The ATLAS collaboration Aad, Georges ; Abbott, Braden Keim ; Abeling, Kira ; et al.
JHEP 07 (2023) 086, 2023.
Inspire Record 2628741 DOI 10.17182/hepdata.134100

Measurements of differential cross sections are presented for inclusive isolated-photon production in $pp$ collisions at a centre-of-mass energy of 13 TeV provided by the LHC and using 139 fb$^{-1}$ of data recorded by the ATLAS experiment. The cross sections are measured as functions of the photon transverse energy in different regions of photon pseudorapidity. The photons are required to be isolated by means of a fixed-cone method with two different cone radii.

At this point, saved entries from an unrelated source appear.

PR #935, opened 2020-06-29
<complex>: Improve numerical accuracy of sqrt and log

statementreply:
Goals:
- [x] Fix `sqrt` overflow when input is huge.
- [x] Fix `sqrt` inaccuracy when input is tiny, due to internal underflow.
- [x] Fix `log` inaccuracy when input is tiny, due to internal underflow.
- [x] Improve accuracy of `log` when |z| ≈ 1, and fix `log(complex<float>{1, 0}) != 0` under certain combinations of compile time and runtime settings. (DevCom-1093507 is a symptom of the inaccuracy. It is itself non-bug.)
  - [x] Use hardware FMA on x86/x64 when available.
  - [x] Use hardware FMA on ~arm~/arm64 when available.
- [x] Add test coverage.

The changes contain algorithm described in W. Kahan (1987), _Branch Cuts for Complex Elementary Functions, or Much Ado About Nothing's Sign Bit_.

PR #6137, opened 2026-03-03
`<complex>`: Include full `<intrin.h>` for Clang 22 compatibility

StephanTLavavej:
Reported to me internally by Chris Pulido. The STL is currently tested with what VS currently ships, Clang 20. However, the just-released Clang 22 is incompatible:

```
C:\Temp>type meow.cpp
#include <complex>

C:\Temp>clang-cl -v
clang version 22.1.0 (https://github.com/llvm/llvm-project 4434dabb69916856b824f68a64b029c67175e532)
Target: x86_64-pc-windows-msvc
Thread model: posix
InstalledDir: C:\Program Files\LLVM\bin

C:\Temp>clang-cl /EHsc /nologo /W4 /std:c++latest /MTd /Od /c meow.cpp
In file included from meow.cpp:1:
C:\Program Files\Microsoft Visual Studio\18\Insiders\VC\Tools\MSVC\14.51.36014\include\complex(28,28): error:
      non-constexpr declaration of '_mm_fmsub_sd' follows constexpr declaration
   28 | extern "C" __m128d __cdecl _mm_fmsub_sd(__m128d, __m128d, __m128d);
      |                            ^
C:\Program Files\LLVM\lib\clang\22\include\fmaintrin.h(228,1): note: previous declaration is here
  228 | _mm_fmsub_sd(__m128d __A, __m128d __B, __m128d __C) {
      | ^
1 error generated.
```

This happened because `<complex>` tried to cleverly hand-declare an intrinsic to avoid pulling in a heavyweight intrinsics header (in #935 merged 2020-11-09). However, such hand-declarations have been enormously problematic in the past, so we've avoided this elsewhere. While this particular `constexpr` problem is new, it just highlights that we should have been following our conventions more strictly.

`<complex>` is a leaf header (included by only the C++17-deprecated `<ccomplex>` and `<ctgmath>` headers) so its throughput isn't as critical as other headers. We should include full `<intrin.h>` for now, for all compilers. This also eliminates the only inclusion of a `<MEOWmmintrin.h>` header.

### DIFF
--- a/stl/inc/complex
+++ b/stl/inc/complex
@@ -24,8 +24,7 @@
 #elif defined(_M_IX86) || defined(_M_X64)
 #define _FMP_USING_X86_X64_INTRINSICS
 #include <__msvc_bit_utils.hpp>
-#include <emmintrin.h>
-extern "C" __m128d __cdecl _mm_fmsub_sd(__m128d, __m128d, __m128d);
+#include <intrin.h>
 #endif // ^^^ defined(_M_IX86) || defined(_M_X64) ^^^
 
 #pragma pack(push, _CRT_PACKING)


AlexGuteniev:
> (they contain an ARM64EC `#error this header should only be included through <intrin.h>` that I'm surprised wasn't causing trouble of its own).

A possible reason is that Windows SDK pulls `<intrin.h>` in elsewhere; see #5596

AlexGuteniev:
> (they contain an ARM64EC `#error this header should only be included through <intrin.h>` that I'm surprised wasn't causing trouble of its own).

Actually, isn't ARM64EC handled just above?

StephanTLavavej:
You're right, thanks. Edited.

AlexGuteniev:
You can avoid including `<intrin.h>` and compile in Clang by using `__builtin_fma` like this:
```c++
[[gnu::target("fma")]]
double fma(double a, double b, double c)
{
    return __builtin_fma(a, b, -c);
}
```

https://godbolt.org/z/oczaPoK6W

AlexGuteniev:
(`__builtin_fma` also works on ARM64/ARM64EC, though for these targets `[[gnu::target("fma")]]` should not be present)

StephanTLavavej:
I would be open to a followup although I'd prefer to see documentation (I don't see clear documentation for it in Clang). I don't want to radically change the FMA logic in this PR.

AlexGuteniev:
It is exactly the same machine code, but ok.

AlexGuteniev:
That's maybe indeed nuanced actually. See llvm/llvm-project#126025.

There are conditions where `__builtin_fma` may instead of emitting one instruction potentially set `errno`.

I _think_ it does not happen with `[[gnu::target("fma")]]`, but apparently there's no documentation where this is written.

It is also possible to use a different intrinsic llvm/llvm-project#126288, which is also undocumented.

Are you still open to that?

StephanTLavavej:
No, I don't want to use undocumented intrinsics (too much risk). Thanks for looking into this.

StephanTLavavej:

The dependence of the inclusive-photon production on the photon isolation is investigated by measuring the fiducial cross sections as functions of the isolation-cone radius and the ratios of the differential cross sections with different radii in different regions of photon pseudorapidity. The results presented in this paper constitute an improvement with respect to those published by ATLAS earlier: the measurements are provided for different isolation radii and with a more granular segmentation in photon pseudorapidity that can be exploited in improving the determination of the proton parton distribution functions. These improvements provide a more in-depth test of the theoretical predictions. Next-to-leading-order QCD predictions from JETPHOX and SHERPA and next-to-next-to-leading-order QCD predictions from NNLOJET are compared to the measurements, using several parameterisations of the proton parton distribution functions. The measured cross sections are well described by the fixed-order QCD predictions within the experimental and theoretical uncertainties in most of the investigated phase-space region.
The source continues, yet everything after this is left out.